Unfortunately my own family's attempt at spending less didn't work out very well. But we did agree to give away, dollar for dollar, the amount we spent on each other for Christmas. It was a blast for us to decide where and who that money was given to, and it sure made Christmas seem less about what we got and a lot more about sharing the gift of Christ to the world.
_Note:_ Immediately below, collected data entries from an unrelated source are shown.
PR #456, opened 2023-09-25
Add `InterTableTrends` property

### LINKED ISSUE #451: Add InterTable Trends property
### Problem Description

_As a user, I'd like to have information on how well my synthesized data maintained relationships between different tables._

### Expected behavior

- Add a new multi table property class called `InterTableTrends`.
- Add this property to the multi table quality report

#### Score calculation

This property is similar in principle to the `ColumnPairTrends` property, except it compares columns in different tables. In order to do this, we propose the following procedure:
1. For every relationship listed in the metadata, the property should merge on the primary/foreign keys in order to create a denormalized table. We do not need to merge any non-statistical columns (PII).
    1. _Note that in the denormalized table, the parent table's values will repeat. For example since one user has many transactions, the user's info will be repeated for each transaction._

user.id | user.age | user.gender | transaction.amt | transaction.date | ...
-- | -- | -- | -- | -- | --
0 | 22 | F | 23.50 | 2/12/23 | …
0 | 22 | F | 12.50 | 4/29/22 | …
0 | 22 | F | 100.00 | 8/31/23 | …
1 | 45 | M | 50.50 | 3/21/22 | …
1 | 45 | M | 500.00 | 8/23/22 | …

2. On the denormalized dataset, we can then compute the Column Pair Trends as we would on a single table.
    1. Notable exception: Do NOT compute Column Pair Trends for 2 columns that come from the same table (eg. user.age and user.gender). Because we will already have results for this!
3. The property score will be the average of all these scores.

**Note:** Performance is important! Ideally, the addition of this property should not add significant time to the computation. If it does, then we may want to consider subsetting the data that we use for the computation.

#### Methods

- `get_score(self, real_data, synthetic_data, metadata, progress_bar=None)`: Return the overall score.
    - This method is probably where the logic above will go.
- `get_details(table_name=None)`: This will return a dataframe with all the details. It should have the following columns:
    - Parent Table - Name of the parent table.
    - Child Table - Name of the child table.
    - Foreign Key - The name of the foreign key column.
    - Column 1 - Name of column in the parent table being compared.
    - Column 2 - Name of column in the child table being compared.
    - Metric - The metric to compare the columns.
    - Score - The score.
    - Real Correlation - The correlation in the real data.
    - Synthetic Correlation - The correlation in the synthetic data.
- `get_visualization(table_name=None)`: Create a simple bar graph that shows the final score between every pair of columns (similar to the bar graph for Column Shapes).
<html>
<body>

</body>
</html>

- Label the bars with the names of the table(s) as well as the names of the columns
Eg. "user.age, transaction.amt"
- The color of the bars can signify which metric we used, similar to Column Shapes
- On hover, there should be more details about the correlations. It should be like a tooltip with the following information.
```
user.age, transaction.amt
Foreign Key: user_id


Metric=CorrelationSimilarity
Score=0.28123123
Real Correlation=0.5845345
Synthetic Correlation=0.345345123
```
- Note that `table_name` is required, but we need to consider all relationships that table is involved with (either a parent or as a child).

### Additional context

- The new property should also have a progress bar that increments by 1 every time we compute a pairwise trend.
    - Either the base `_get_num_iterations` will have to change or it will need to be overridden in this class because none of the current options match this scenario.
https://github.com/sdv-dev/SDMetrics/blob/3667b377e4fb38c745895d7f35b3a3a41a7cf902/sdmetrics/reports/multi_table/_properties/base.py#L29-L39

frances-h:
Resolve #451

### DIFF
--- a/sdmetrics/reports/multi_table/_properties/inter_table_trends.py
+++ b/sdmetrics/reports/multi_table/_properties/inter_table_trends.py
@@ -1,0 +1,172 @@
+"""Column pair trends property for multi-table."""
+import itertools
+
+import numpy as np
+import pandas as pd
+import plotly.express as px
+
+from sdmetrics.reports.multi_table._properties import BaseMultiTableProperty
+from sdmetrics.reports.single_table._properties import (
+    ColumnPairTrends as SingleTableColumnPairTrends)
+from sdmetrics.reports.utils import PlotConfig
+
+
+class InterTableTrends(BaseMultiTableProperty):
+    """Column pair trends property for multi-table.
+
+    This property evaluates the matching in trends between pairs of real
+    and synthetic data columns across related tables. Each pair's correlation is
+    calculated and the final score represents the average of these measures across
+    all column pairs
+    """
+    _num_iteration_case = 'inter_table_columns'
+
+    def get_score(self, real_data, synthetic_data, metadata, progress_bar=None):
+        """Get the average score of all the individual metric scores computed.
+
+        Args:
+            real_data (pandas.DataFrame):
+                The real data.
+            synthetic_data (pandas.DataFrame):
+                The synthetic data.
+            metadata (dict):
+                The metadata, which contains each column's data type as well as relationships.
+            progress_bar (tqdm.tqdm or None):
+                The progress bar object. Defaults to None.
+
+        Returns:
+            float:
+                The average score for the property for all the individual metric scores computed.
+        """
+        all_details = pd.DataFrame(columns=[
+            'Parent Table',
+            'Child Table',
+            'Foreign Key',
+            'Column 1',
+            'Column 2',
+            'Metric',
+            'Score',
+            'Real Correlation',
+            'Synthetic Correlation',
+            'Error'
+        ])
+        for relationship in metadata['relationships']:
+            parent = relationship['parent_table_name']
+            child = relationship['child_table_name']
+            foreign_key = relationship['child_foreign_key']
+            primary_key = relationship['parent_primary_key']
+
+            real_parent = real_data[parent].add_prefix(f'{parent}.')
+            real_child = real_data[child].add_prefix(f'{child}.')
+            synthetic_parent = synthetic_data[parent].add_prefix(f'{parent}.')
+            synthetic_child = synthetic_data[child].add_prefix(f'{child}.')
+
+            child_index = f'{child}.{foreign_key}'
+            parent_index = f'{parent}.{primary_key}'
+
+            denormalized_real = real_child.merge(
+                real_parent, left_on=child_index, right_on=parent_index
+            )
+            denormalized_synthetic = synthetic_child.merge(
+                synthetic_parent, left_on=child_index, right_on=parent_index
+            )
+
+            child_meta = metadata['tables'][child]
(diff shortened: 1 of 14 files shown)


tests/integration/reports/multi_table/_properties/test_inter_table_trends.py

Move to the Top of Your Reading List:
An absolute must read is The Year of Living Biblically by A.J. Jacobs. I have been slowly reading this book since before Christmas and think it should be required reading for all Christians, especially those of us passionate about the Bible and evangelism. Jacobs, basically a non-practicing Jew, attempts to obey the commands of the Bible literally for one full year. The book clearly and often humorously illustrates our naivete when well meaning Christians imagine that if we just follow the Bible everything will be OK. Jacobs reminds us that it's not so easy to put the biblical commands into practice, as he mulls over how to keep the commands against gossip, as one example. While the author of course finds out that it is much tougher to live out the commands of the Bible than it might seem, 'living biblically' has some value for us all. We are reminded that keeping biblical commandments might bring for us, as it does for Jacobs, some unexpected peace and joy. Buy this book, or borrow it, or get it from the library. My hunch is that it will astound you to be reminded of the many places in scripture we as Christians conveniently ignore (rather than truly struggle with, as the author does) as well as the delightful blessings that come from following commands such as the keeping of Sabbath. Read it soon!